** Opening GIVEN RECORDS block **
PR #4734, opened 2024-03-18
Add support for specifying --host via environment variable

### LINKED ISSUE #4733: Set --host via environment variable
Output of `restic version`
--------------------------

`restic 0.16.4 (v0.16.4-330-gd1d773cfc) compiled with go1.21.6 on linux/amd64`

A feature to allow the user to specify by environment variable the hostname for commands that acecpt the `--host` flag. This would allow the user to set the hostname once and not have to specify it for every command.

I use restic in an HPC environment to back up data from a shared filesystem. Because each compute node has a unique hostname, I have been setting `--host` to the cluster name for every command. This is error-prone and tedious, especially when using commands that accept `--host` alongside commands that do not,making it easy to forget to specify the `--host` flag when it is required.

Currently, I am sourcing a script that sets other parameters such as RESTIC_REPOSITORY and RESTIC_PASSWORD_FILE from environment variables, so it would be convenient to be able to set the hostname in the same way.

restic has been a great tool for us to back up our research data, and it has been fairly easy to teach end users how to use it. This feature would make it even easier to use.

maouw:

This PR adds the ability to set the hostname for most commands that accept the `--host` flag via the `RESTIC_HOST` environment variable. This allows the user to set the hostname once and not have to specify it for every command. Commands that accept `--host` but do not work on snapshots (e.g. `restic key ...`) are not affected by this change. The `--host` flag is still accepted and takes precedence over the `RESTIC_HOST` environment variable.

The changes are in `cmd_backup.go` for the `backup` command and `find.go` for commands that use the `restic.SnapshotFilter` options.

Closees #4733

Checklist
---------

- [x]  There's a new file in `changelog/unreleased/` that describes the changes for our users (see [template](https://github.com/restic/restic/blob/master/changelog/TEMPLATE)).

### DIFF
--- a/changelog/unreleased/issue-4733
+++ b/changelog/unreleased/issue-4733
@@ -1,0 +1,9 @@
+Enhancement: Allow specifying `--host` via environment variable
+
+Restic commands that operate on snapshots, such as `restic backup` and
+`restic snapshots`, support the `--host` flag to specify the hostname for
+grouoping snapshots. They now permit selecting the hostname via the
+environment variable `RESTIC_HOST`. `--host` still takes precedence over the
+environment variable.
+
+https://github.com/restic/restic/issues/4733
--- a/changelog/unreleased/issue-4733
+++ b/changelog/unreleased/issue-4733
@@ -7,3 +7,4 @@ environment variable `RESTIC_HOST`. `--host` still takes precedence over the
 environment variable.
 
 https://github.com/restic/restic/issues/4733
+https://github.com/restic/restic/pull/4734
--- a/cmd/restic/find.go
+++ b/cmd/restic/find.go
@@ -19,11 +19,9 @@ func initMultiSnapshotFilter(flags *pflag.FlagSet, filt *restic.SnapshotFilter, 
 	flags.Var(&filt.Tags, "tag", "only consider snapshots including `tag[,tag,...]` (can be specified multiple times)")
 	flags.StringArrayVar(&filt.Paths, "path", nil, "only consider snapshots including this (absolute) `path` (can be specified multiple times)")
 
-	if len(filt.Hosts) == 0 {
-		// parse host from env, if not exists or empty the default value will be used
-		if host := os.Getenv("RESTIC_HOST"); host != "" {
-			filt.Hosts = []string{host}
-		}
+	// set default based on env if set
+	if host := os.Getenv("RESTIC_HOST"); host != "" {
+		filt.Hosts = []string{host}
 	}
 }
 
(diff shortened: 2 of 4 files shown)


maouw:
I have a question to the maintainers -- where and/or how would you suggest putting the proper tests for this feature? Most of the tests related to this area seem to circumvent option processing, so I can't find a good example to follow. I am a golang beginner.

changelog/unreleased/issue-4733
```diff
@@ -0,0 +1,9 @@
+Enhancement: Allow specifying `--host` via environment variable
+
+Restic commands that operate on snapshots, such as `restic backup` and
+`restic snapshots`, support the `--host` flag to specify the hostname for
+grouoping snapshots. They now permit selecting the hostname via the
+environment variable `RESTIC_HOST`. `--host` still takes precedence over the
+environment variable.
+
+https://github.com/restic/restic/issues/4733
```
MichaelEischer, line 9: Please also add a link to this PR.

cmd/restic/find.go
```diff
@@ -14,17 +15,31 @@ func initMultiSnapshotFilter(flags *pflag.FlagSet, filt *restic.SnapshotFilter,
 	if !addHostShorthand {
 		hostShorthand = ""
 	}
-	flags.StringArrayVarP(&filt.Hosts, "host", hostShorthand, nil, "only consider snapshots for this `host` (can be specified multiple times)")
+	flags.StringArrayVarP(&filt.Hosts, "host", hostShorthand, nil, "only consider snapshots for this `host` (can be specified multiple times) (default: $RESTIC_HOST)")
 	flags.Var(&filt.Tags, "tag", "only consider snapshots including `tag[,tag,...]` (can be specified multiple times)")
 	flags.StringArrayVar(&filt.Paths, "path", nil, "only consider snapshots including this (absolute) `path` (can be specified multiple times)")
+
+	if len(filt.Hosts) == 0 {
```
MichaelEischer, line 22: Wrapping the following code in the if is unnecessary. The cli flag configuration and the cli parsing are two separate steps. At this point, `filt.Hosts` is always empty.

It does still work, as cobra internally tracks whether it has already applied an option or whether `filt.Hosts` still has its default value. So, just remove the `if len(filt.Hosts) == 0 {` check. The same also applies for `initSingleSnapshotFilter`.

MichaelEischer (changes requested):
Thanks for the PR! I only have a few comments, see below.

The best way for testing is probably to use something like the following. That simply creates a new flagSet, configures it, then parses a test string and verifies the outcome:
```
set := pflag.NewFlagSet("test", pflag.PanicOnError)
flt := &restic.SnapshotFilter{}
initMultiSnapshotFilter(set, flt, false)
err := set.Parse([]string{"--host", "abc"})
rtest.OK(t, err)
// assert on flt.Hosts
```

MichaelEischer (approved):
LGTM. I've applied my suggestions and added a short test.

maouw:
Thank you for taking care of the test. Very happy to see this coming through, it will be a great help.

ahmgithubahm:
Hi.  On the release BLOG [1], there is this line:

Support for specifying hostname via [environment variable](https://restic.readthedocs.io/en/stable/040_backup.html#environment-variables) RESTIC_HOST.

It links to the env var docs, but the docs don't appear to mention RESTIC_HOST.

thanks!

[1] https://restic.net/blog/2024-07-26/restic-0.17.0-released/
** Closing GIVEN RECORDS block **
● **INSTRUCTIONS TO FOLLOW**
Without omitting anything, output the entries exactly.

● **ANSWER FOR THE TASK**
PR #4734, opened 2024-03-18
Add support for specifying --host via environment variable

### LINKED ISSUE #4733: Set --host via environment variable
Output of `restic version`
--------------------------

`restic 0.16.4 (v0.16.4-330-gd1d773cfc) compiled with go1.21.6 on linux/amd64`

A feature to allow the user to specify by environment variable the hostname for commands that acecpt the `--host` flag. This would allow the user to set the hostname once and not have to specify it for every command.

I use restic in an HPC environment to back up data from a shared filesystem. Because each compute node has a unique hostname, I have been setting `--host` to the cluster name for every command. This is error-prone and tedious, especially when using commands that accept `--host` alongside commands that do not,making it easy to forget to specify the `--host` flag when it is required.

Currently, I am sourcing a script that sets other parameters such as RESTIC_REPOSITORY and RESTIC_PASSWORD_FILE from environment variables, so it would be convenient to be able to set the hostname in the same way.

restic has been a great tool for us to back up our research data, and it has been fairly easy to teach end users how to use it. This feature would make it even easier to use.

maouw:

This PR adds the ability to set the hostname for most commands that accept the `--host` flag via the `RESTIC_HOST` environment variable. This allows the user to set the hostname once and not have to specify it for every command. Commands that accept `--host` but do not work on snapshots (e.g. `restic key ...`) are not affected by this change. The `--host` flag is still accepted and takes precedence over the `RESTIC_HOST` environment variable.

The changes are in `cmd_backup.go` for the `backup` command and `find.go` for commands that use the `restic.SnapshotFilter` options.

Closees #4733

Checklist
---------

- [x]  There's a new file in `changelog/unreleased/` that describes the changes for our users (see [template](https://github.com/restic/restic/blob/master/changelog/TEMPLATE)).

### DIFF
--- a/changelog/unreleased/issue-4733
+++ b/changelog/unreleased/issue-4733
@@ -1,0 +1,9 @@
+Enhancement: Allow specifying `--host` via environment variable
+
+Restic commands that operate on snapshots, such as `restic backup` and
+`restic snapshots`, support the `--host` flag to specify the hostname for
+grouoping snapshots. They now permit selecting the hostname via the
+environment variable `RESTIC_HOST`. `--host` still takes precedence over the
+environment variable.
+
+https://github.com/restic/restic/issues/4733
--- a/changelog/unreleased/issue-4733
+++ b/changelog/unreleased/issue-4733
@@ -7,3 +7,4 @@ environment variable `RESTIC_HOST`. `--host` still takes precedence over the
 environment variable.
 
 https://github.com/restic/restic/issues/4733
+https://github.com/restic/restic/pull/4734
--- a/cmd/restic/find.go
+++ b/cmd/restic/find.go
@@ -19,11 +19,9 @@ func initMultiSnapshotFilter(flags *pflag.FlagSet, filt *restic.SnapshotFilter, 
 	flags.Var(&filt.Tags, "tag", "only consider snapshots including `tag[,tag,...]` (can be specified multiple times)")
 	flags.StringArrayVar(&filt.Paths, "path", nil, "only consider snapshots including this (absolute) `path` (can be specified multiple times)")
 
-	if len(filt.Hosts) == 0 {
-		// parse host from env, if not exists or empty the default value will be used
-		if host := os.Getenv("RESTIC_HOST"); host != "" {
-			filt.Hosts = []string{host}
-		}
+	// set default based on env if set
+	if host := os.Getenv("RESTIC_HOST"); host != "" {
+		filt.Hosts = []string{host}
 	}
 }
 
(diff shortened: 2 of 4 files shown)


maouw:
I have a question to the maintainers -- where and/or how would you suggest putting the proper tests for this feature? Most of the tests related to this area seem to circumvent option processing, so I can't find a good example to follow. I am a golang beginner.

changelog/unreleased/issue-4733
```diff
@@ -0,0 +1,9 @@
+Enhancement: Allow specifying `--host` via environment variable
+
+Restic commands that operate on snapshots, such as `restic backup` and
+`restic snapshots`, support the `--host` flag to specify the hostname for
+grouoping snapshots. They now permit selecting the hostname via the
+environment variable `RESTIC_HOST`. `--host` still takes precedence over the
+environment variable.
+
+https://github.com/restic/restic/issues/4733
```
MichaelEischer, line 9: Please also add a link to this PR.

cmd/restic/find.go
```diff
@@ -14,17 +15,31 @@ func initMultiSnapshotFilter(flags *pflag.FlagSet, filt *restic.SnapshotFilter,
 	if !addHostShorthand {
 		hostShorthand = ""
 	}
-	flags.StringArrayVarP(&filt.Hosts, "host", hostShorthand, nil, "only consider snapshots for this `host` (can be specified multiple times)")
+	flags.StringArrayVarP(&filt.Hosts, "host", hostShorthand, nil, "only consider snapshots for this `host` (can be specified multiple times) (default: $RESTIC_HOST)")
 	flags.Var(&filt.Tags, "tag", "only consider snapshots including `tag[,tag,...]` (can be specified multiple times)")
 	flags.StringArrayVar(&filt.Paths, "path", nil, "only consider snapshots including this (absolute) `path` (can be specified multiple times)")
+
+	if len(filt.Hosts) == 0 {
```
MichaelEischer, line 22: Wrapping the following code in the if is unnecessary. The cli flag configuration and the cli parsing are two separate steps. At this point, `filt.Hosts` is always empty.

It does still work, as cobra internally tracks whether it has already applied an option or whether `filt.Hosts` still has its default value. So, just remove the `if len(filt.Hosts) == 0 {` check. The same also applies for `initSingleSnapshotFilter`.

MichaelEischer (changes requested):
Thanks for the PR! I only have a few comments, see below.

The best way for testing is probably to use something like the following. That simply creates a new flagSet, configures it, then parses a test string and verifies the outcome:
```
set := pflag.NewFlagSet("test", pflag.PanicOnError)
flt := &restic.SnapshotFilter{}
initMultiSnapshotFilter(set, flt, false)
err := set.Parse([]string{"--host", "abc"})
rtest.OK(t, err)
// assert on flt.Hosts
```

MichaelEischer (approved):
LGTM. I've applied my suggestions and added a short test.

maouw:
Thank you for taking care of the test. Very happy to see this coming through, it will be a great help.

ahmgithubahm:
Hi.  On the release BLOG [1], there is this line:

Support for specifying hostname via [environment variable](https://restic.readthedocs.io/en/stable/040_backup.html#environment-variables) RESTIC_HOST.

It links to the env var docs, but the docs don't appear to mention RESTIC_HOST.

thanks!

[1] https://restic.net/blog/2024-07-26/restic-0.17.0-released/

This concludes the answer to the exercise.